Experiments that reveal the weirdness of the quantum world usually involve precise and highly specialized equipment. But now physicists in Switzerland and the UK have proposed a way of using human vision to observe the purely quantum effect of "entanglement".

The experiment — which has yet to be performed in the lab — would involve entangling a pair of photons and then creating thousands of identical copies of one of the pair such that they could be seen by the human eye.

Entangled particles have a much stronger relationship than that allowed by classical mechanics. For example, the polarization of one photon is revealed instantly by measuring the polarization its entangled partner, regardless of the distance between the photons.

The new experiment, which has been proposed by Nicolas Gisin and colleagues at the University of Geneva and University of Bristol, would first involve creating a pair of entangled photons. This could be done, for example, by passing light through a non-linear crystal in which a higher-energy photon is absorbed followed by the emission of two lower-energy photons (arXiv:0902.2896).

Cloning photons

One of the photons is then “cloned” to create thousands of identical photons. This is done by stimulated emission — the same process behind a laser — whereby the original photon is sent through a pumped optical medium.

Because the clones are created in a coherent quantum process, it produces a pulse of light that is intense enough to be seen with the naked eye — yet is entangled with the second original photon. Measuring the polarization of the pulse will therefore reveal the polarization of the second photon.

The team proposes to measure the polarization of the pulse by passing it through a polarizing filter, which allows light with parallel polarization to pass through while deflecting light with perpendicular polarization by 90°. Two human observers — one looking along the parallel path and the other the perpendicular path — could then determine the polarization of each pulse.

Meanwhile, the polarization of the second photon of the pair would be determined by passing it through a similar polarizing filter that is monitored by two sensitive photon detectors.

Predicting the outcome

If the experiment is a success, the humans should be able to predict the outcome of the measurement on the second photon based on the observed polarization of the pulse. In other words, if the pulse is vertically polarized, then the second photon will be horizontally polarized.
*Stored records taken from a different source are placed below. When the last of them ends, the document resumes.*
PR #2123, opened 2023-03-03
[feature] Add option to support late addition of headers

mvduin:
This adds an option for WebSocket clients that makes it possible to add request headers late minute, specifically to support the use-case where a header can't be determined until the socket is connected (TLS channel binding), which means the `req.end()` call needs to be deferred.

I wasn't sure what the most elegant way to support this was so I've tried to keep this simple and minimally invasive, especially since it's for a rather obscure use-case. It just adds a callback hook which, if provided, will be invoked instead of `req.end()`. It's then up to the provided function call `req.end()` when it's done customizing the request.

If this interface looks okay I'll amend this pull request to document the option and add a test.

### DIFF
--- a/doc/ws.md
+++ b/doc/ws.md
@@ -293,6 +293,8 @@ This class represents a WebSocket. It extends the `EventEmitter`.
 - `address` {String|url.URL} The URL to which to connect.
 - `protocols` {String|Array} The list of subprotocols.
 - `options` {Object}
+  - `finishRequest` {Function} A function which can be used to customize the
+    headers of each http request before it is sent. See description below.
   - `followRedirects` {Boolean} Whether or not to follow redirects. Defaults to
     `false`.
   - `generateMask` {Function} The function used to generate the masking key. It
@@ -316,12 +318,24 @@ This class represents a WebSocket. It extends the `EventEmitter`.
     Options given do not have any effect if parsed from the URL given with the
     `address` parameter.
 
+Create a new WebSocket instance.
+
 `perMessageDeflate` default value is `true`. When using an object, parameters
 are the same of the server. The only difference is the direction of requests.
 For example, `serverNoContextTakeover` can be used to ask the server to disable
 context takeover.
 
-Create a new WebSocket instance.
+`finishRequest` is called with arguments
+
+- `request` {http.ClientRequest}
+- `websocket` {WebSocket}
+
+for each HTTP GET request (the initial one and any caused by redirects) when it
+is ready to be sent, to allow for last minute customization of the headers. If
+`finishRequest` is set then it has the responsibility to call `request.end()`
+once it is done setting request headers. This is intended for niche use-cases
+where some headers can't be provided in advance e.g. because they depend on the
+underlying socket.
 
 #### IPC connections
 
--- a/lib/websocket.js
+++ b/lib/websocket.js
@@ -989,7 +989,11 @@ function initAsClient(websocket, address, protocols, options) {
     });
   });
 
-  req.end();
+  if (opts.finishRequest) {
+    opts.finishRequest(req, websocket);
+  } else {
+    req.end();
+  }
 }
 
 /**
--- a/test/websocket.test.js
+++ b/test/websocket.test.js
@@ -3857,6 +3857,35 @@ describe('WebSocket', () => {
         agent
       });
     });
+
+    it('honors the `finishRequest` option', (done) => {
+      const wss = new WebSocket.Server({ port: 0 }, () => {
+        const ws = new WebSocket(`ws://localhost:${wss.address().port}`, {
+          finishRequest(request, websocket) {
+            process.nextTick(() => {
+              assert.strictEqual(request, ws._req);
+              assert.strictEqual(websocket, ws);
+            });
+            request.on('socket', (socket) => {
+              socket.on('connect', () => {
+                request.setHeader('Cookie', 'foo=bar');
+                request.end();
+              });
+            });
+          }
+        });
+
+        ws.on('close', (code) => {
+          assert.strictEqual(code, 1005);
+          wss.close(done);
+        });
+      });
+
+      wss.on('connection', (ws, req) => {
+        assert.strictEqual(req.headers.cookie, 'foo=bar');
+        ws.close();
+      });
+    });
   });
 
   describe('permessage-deflate', () => {


lpinca:
> specifically to support the use-case where a header can't be determined until the socket is connected (TLS channel binding), which means the `req.end()` call needs to be deferred.

Can you show an example using the Node.js `https` module?

mvduin:
Here's a minimalistic toy demo of using the tls-exporter channel binding to securely authenticate a websocket client using a pre-shared key. The authentication is bound to the TLS connection which means that even if an attacker successfully impersonates the server to the client, the credential they receive from the client (the Authorization header) cannot be used by the attacker to authenticate to the real server.

This example of course assumes my patch has been applied to `ws`.

```js
import { WebSocket, WebSocketServer } from 'ws';
import https from 'https';
import fs from 'fs';
import crypto from 'crypto';
import events from 'events';

// CAUTION: this implementation requires TLSv1.3.  older TLS versions can use tls-exporter
// channel binding but that requires additional checks to be implemented to be secure.
function get_tls_exporter_channel_binding( socket ) {
	return Buffer.concat([
		Buffer.from('tls-exporter:'),
		socket.exportKeyingMaterial( 32, 'EXPORTER-Channel-Binding', Buffer.alloc(0) )
	]);
}

// note: this is just a toy example and not a real-world authentication protocol
function _tls_silly_psk_auth_data( socket, psk ) {
	let hmac = crypto.createHmac( 'sha256', psk );
	hmac.update( get_tls_exporter_channel_binding( socket ) );
	return hmac.digest( 'base64url' );
}
async function tls_silly_psk_auth_apply( req, psk ) {
	let socket = req.socket || ( await events.once( req, 'socket' ) )[0];
	if( socket.secureConnecting )
		await events.once( socket, 'secureConnect' );
	let auth = 'X-Silly-PSK-Auth ' + _tls_silly_psk_auth_data( socket, psk );
	req.setHeader( 'Authorization', auth );
}
function tls_silly_psk_auth_verify( req, psk ) {
	let auth = req.headers.authorization;
	if( ! auth )
		return false;
	// FIXME this should probably parse the header properly in case alternate
	// authorizations are provided alongside the one we care about
	[ , auth ] = /^\s*X-Silly-PSK-Auth\s+([\w-]+)\s*$/i.exec( auth ) || [];
	return auth === _tls_silly_psk_auth_data( req.socket, psk );
}


const shared_secret = Buffer.from( '81f98e0e75dbaefa6e62363b293d9629', 'hex' );

const wss = new WebSocketServer({ noServer: true, path: '/' });

const https_server = https.createServer({
	cert: fs.readFileSync('test/fixtures/certificate.pem'),
	key: fs.readFileSync('test/fixtures/key.pem'),
	minVersion: 'TLSv1.3',  // see caution above get_tls_exporter_channel_binding()
});
https_server.on( 'upgrade', ( req, socket, head ) => {
	if( ! tls_silly_psk_auth_verify( req, shared_secret ) ) {
		socket.write(
			'HTTP/1.1 401 Unauthorized\r\n' +
			'WWW-Authenticate: X-Silly-PSK-Auth\r\n' +
			'Content-Length: 0\r\n' +
			'Connection: close\r\n' +
			'\r\n' );
		socket.destroy();
		return;
	}
	wss.handleUpgrade( req, socket, head, ws => {
		console.log( `client connected` );
		ws.on( 'close', ( code, reason ) => {
			reason = reason.toString();
			console.log( `client disconnected`, { code, reason } );
		});
	});
});
https_server.listen( 8123 );
https_server.unref();
await events.once( https_server, 'listening' );
console.log( 'server listening on', https_server.address() );


let ws = new WebSocket( 'wss://localhost:8123/', {
	async finishRequest( req ) {
		await tls_silly_psk_auth_apply( req, shared_secret );
		req.end();
	},
	minVersion: 'TLSv1.3',  // see caution above get_tls_exporter_channel_binding()
	rejectUnauthorized: false,  // ignore bogus server cert
});
await events.once( ws, 'open' );
console.log( 'test successful!' );
ws.close();
```

lpinca:
I meant an example without `ws` to see how you would normally do it for HTTP (no WebSocket) but the above example also shows that.

It is really an obscure use case and I don't like to expose the `http.ClientRequest` object to the user but I have not better idea. Currently the `http.ClientRequest` is only exposed to the listeners of the `'redirect'` event.

> If this interface looks okay I'll amend this pull request to document the option and add a test.

Go ahead. Thank you.

doc/ws.md
```diff
@@ -316,12 +318,23 @@ This class represents a WebSocket. It extends the `EventEmitter`.
...
+`finishRequest` is called with arguments
+
+- `request` {http.ClientRequest}
+- `websocket` {WebSocket}
+
+for each HTTP GET request (the initial one and any caused by redirects) when it
+is ready to be sent. If `finishRequest` is set then it has the responsibility to
+call `request.end()` when it is done customizing the request. This is intended
+for niche use-cases that need to defer finishing the request until its socket is
+available, e.g. to add an authentication header involving TLS channel binding.
```
lpinca, line 337: Please clarify that customization should be limited to inspecting and adding headers. For example, the user should not add data to the request body or call `request.destroy()`.

lpinca (commented):
Please add a test.

mvduin:
I was wondering, would this perhaps be a nicer approach:
```js
  if (typeof opts.setLateHeaders === 'function') {
    (async () => {
      await opts.setLateHeaders(req, websocket);
      if (req === null || req[kAborted]) return;
      req.end();
    })();
  } else {
    req.end();
  }
```
This makes `options.setLateHeaders` an async function that only sets the headers, the responsibility to `end()` the request remains with ws. It also makes the name of the option specifically focussed on setting headers.

mvduin:
Okay, test has been added and documentation updated based on your feedback.

doc/ws.md
```diff
@@ -316,12 +318,24 @@ This class represents a WebSocket. It extends the `EventEmitter`.
...
 `perMessageDeflate` default value is `true`. When using an object, parameters
 are the same of the server. The only difference is the direction of requests.
 For example, `serverNoContextTakeover` can be used to ask the server to disable
 context takeover.
 
-Create a new WebSocket instance.
+`finishRequest` is called with arguments
+
+- `request` {http.ClientRequest}
+- `websocket` {WebSocket}
```
lpinca, line 331: Is this argument needed? The user already has access to the `WebSocket` instance returned by the constructor, no?

mvduin: `finishRequest` is called from the constructor, so the new WebSocket hasn't been returned yet

lpinca: Fair point, but is it needed? What would it be used for?

mvduin: I have no specific use-case, it just seemed polite to provide it to finishRequest just in case it's needed since it gets invoked before the caller has access to the websocket. It's not critical, but it takes no effort to pass it as argument while it would be annoying if it doesn't get passed and you do end up needing it.

lpinca: I think we can add it later if someone needs it.

lpinca: On second thought, it might be useful if someone want to call `websocket.close()` or `websocket.terminate()` synchronously.

mvduin: Or they may just want to keep track of the WebSocket for which they're doing asynchronous work for bookkeeping/debugging purposes. Passing it just seemed like a sensible thing to do.

mvduin: In the end I don't care enough to continue debating it, I'll remove the websocket argument.

lpinca: No, keep it. I quoted my comment, not yours.

lib/websocket.js
```diff
@@ -989,7 +989,11 @@ function initAsClient(websocket, address, protocols, options) {
     });
   });
 
-  req.end();
+  if (typeof opts.finishRequest === 'function') {
```
lpinca, line 992:
```suggestion
  if (typeof opts.finishRequest) {
```

test/websocket.test.js
```diff
@@ -3857,6 +3857,31 @@ describe('WebSocket', () => {
         agent
       });
     });
+
+    it('supports late headers using finishRequest', (done) => {
```
lpinca, line 3861:
```suggestion
    it('honors the `finishRequest` option', (done) => {
```

test/websocket.test.js
```diff
@@ -3857,6 +3857,31 @@ describe('WebSocket', () => {
...
+      const wss = new WebSocket.Server({ port: 0 }, () => {
+        const ws = new WebSocket(`ws://localhost:${wss.address().port}`, {
+          finishRequest(req, ws_arg) {
+            setTimeout(() => {
+              assert.strictEqual(ws_arg, ws);
+              assert.strictEqual(req, ws._req);
+              req.setHeader('Cookie', 'foo=bar');
+              req.end();
+            }, 150);
+          }
```
lpinca, line 3871:
```suggestion
          finishRequest(request, websocket) {
            setImmediate(() => {
              assert.strictEqual(request, ws._req);
              assert.strictEqual(websocket, ws);
              req.setHeader('Cookie', 'foo=bar');
              req.end();
            });
          }
```

mvduin:
I've fixed the lint issues

lpinca (approved):

test/websocket.test.js
mvduin: I used setTimeout to verify that it works "later" when everything that can progress without `req.end()` has had a chance to do so, setImmediate will not be sufficient  for that.

lpinca: It doesn't matter we can also do synchronously. We only have to test that a header added here is received. Headers are buffered and not sent (unless `request.flushHeaders()` is called) until `request.end()` is called.

lib/websocket.js
mvduin: You obviously meant just `if (opts.finishRequest)` without the `typeof`, but yeah. I wrote the test like this because that's what node's http code usually seemed to do (e.g. for `options.createConnection`), but I personally also don't really see a good reason to not just check for truthy.

lpinca: Yes, the suggestion is mainly for consistency with the codebase.

test/websocket.test.js
mvduin: I know that delaying it a bit *shouldn't* matter, but I'd prefer the test to confirm that this is genuinely the case. I could alternatively make the test reflect actual expected use:
```js
    it('honors the `finishRequest` option', (done) => {
      const server = https.createServer({
        cert: fs.readFileSync('test/fixtures/certificate.pem'),
        key: fs.readFileSync('test/fixtures/key.pem')
      });

        assert.strictEqual(req.headers.cookie, 'foo=bar');
        server.close(done);
      });

      server.listen(0, () => {
        const ws = new WebSocket(`wss://localhost:${wss.address().port}`, {
          rejectUnauthorized: false,
          finishRequest(req, ws) {
            assert.strictEqual(req, ws._req);
            req.on('socket', socket => {
              socket.on('secureConnect', () => {
                req.setHeader('Cookie', 'foo=bar');
                req.end();
              });
            });
          }
        });

        ws.on('open', () => {
          ws.close();
        });
      });
    });
```

Also, all other tests abbreviate request to `req` and websocket to `ws`, it would be inconsistent to spell them out here.

lpinca: It would certainly be better than waiting arbitrarily for 150 ms. I don't think the test needs to use TLS, it can use the `'connect'` event of the socket.

> Also, all other tests abbreviate request to `req` and websocket to `ws`, it would be inconsistent to spell them out here.

My suggestion was because I don't like `ws_arg` (snake case) or `wsArg`. `ws` can't be used, so for consistency with the verbose `websocket` I also used the verbose `request`.

mvduin: How about
```js
    it('honors the `finishRequest` option', (done) => {
      const wss = new WebSocket.Server({ port: 0 }, () => {
          finishRequest(req, ws) {
            assert.strictEqual(req, ws._req);
            req.on('socket', socket => {
              socket.on('connect', () => {
                req.setHeader('Cookie', 'foo=bar');
                req.end();
              });
            });
          }
        });

        ws.on('open', () => {
          ws.close();
        });
      });

        assert.strictEqual(req.headers.cookie, 'foo=bar');
        wss.close(done);
      });
    });
```
this doesn't explicitly test that the inner `ws` equals the outer one but if the `ws` argument isn't the websocket then the `assert.strictEqual(req, ws._req);` test will catch that anyway.

lpinca: I'm not very happy with it because that is an implementation detail. Anyway my bad, I should have fixed the nits myself after merging.

mvduin:
I've updated it based on your feedback.

lpinca:
Thank you.

test/websocket.test.js
lpinca: See https://github.com/websockets/ws/commit/23acf8cfaff73fadf89c69be669b3baa29b60233. It is similar to your suggestion with a few more assertions to make sure that the `http.ClientRequest` received by the `finishRequest` function is the same created by the `WebSocket` constructor. In this way with`assert.strictEqual(req, ws._req)` we also make sure that the inner `ws` is the same as the outer `ws` as they share the same request.

There are still no checks for reference equality so it is not perfect but I prefer it to using `process.nextTick()`.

While entanglement in photons was first observed over 30 years ago, Gisin is keen to point out an important distinction between this and previous experiments. In earlier work, the choice of measurement that forces the entangled pair into distinct polarization states is made before that state is amplified to a level where it can be perceived by a human observer. For example, a single photon is passed through a polarizing filter and then converted into an amplified electrical pulse by a detector.

By contrast, in this experiment the entangled state is amplified to the human level before the measurement is made — effectively bringing the observer one step closer to the weird world of quantum mechanics. Indeed, Gisin believes that, if successful, the experiment could be extended to clone the second entangled photon and use a total of four human observers to verify entanglement.

'Elegant experiment'

Seth Lloyd at the Massachusetts Institute of Technology told physicsworld.com that the proposal “does a considerable service by devising an elegant experiment where the human eye functions in a very efficient way as an entanglement detector”. However, he also points out that the eye is an extremely efficient detector of light, so it is not surprising that is could be used to detect entanglement.

Indeed, the challenges involved in actually doing the experiment are mostly related to the cloning process, according to Gisin. “Cloning cannot be perfect”, he explained, adding that unwanted spontaneous emission during cloning would create a significant number of photons that were not entangled.

This problem could be reduced using a technique called “phase covariant” cloning, but not eliminated. As a result, the experiment would have to be repeated many times over before the observers see enough entangled pulses to verify the effect.

Another challenge, according to Gisin, is producing cloned pulses of green light, which the eye is most sensitive to. Most cloning systems currently produce photons in the infrared.

“First we plan to amplify the photon so it can be seen”, said Gisin. “The rest should be relatively easy.”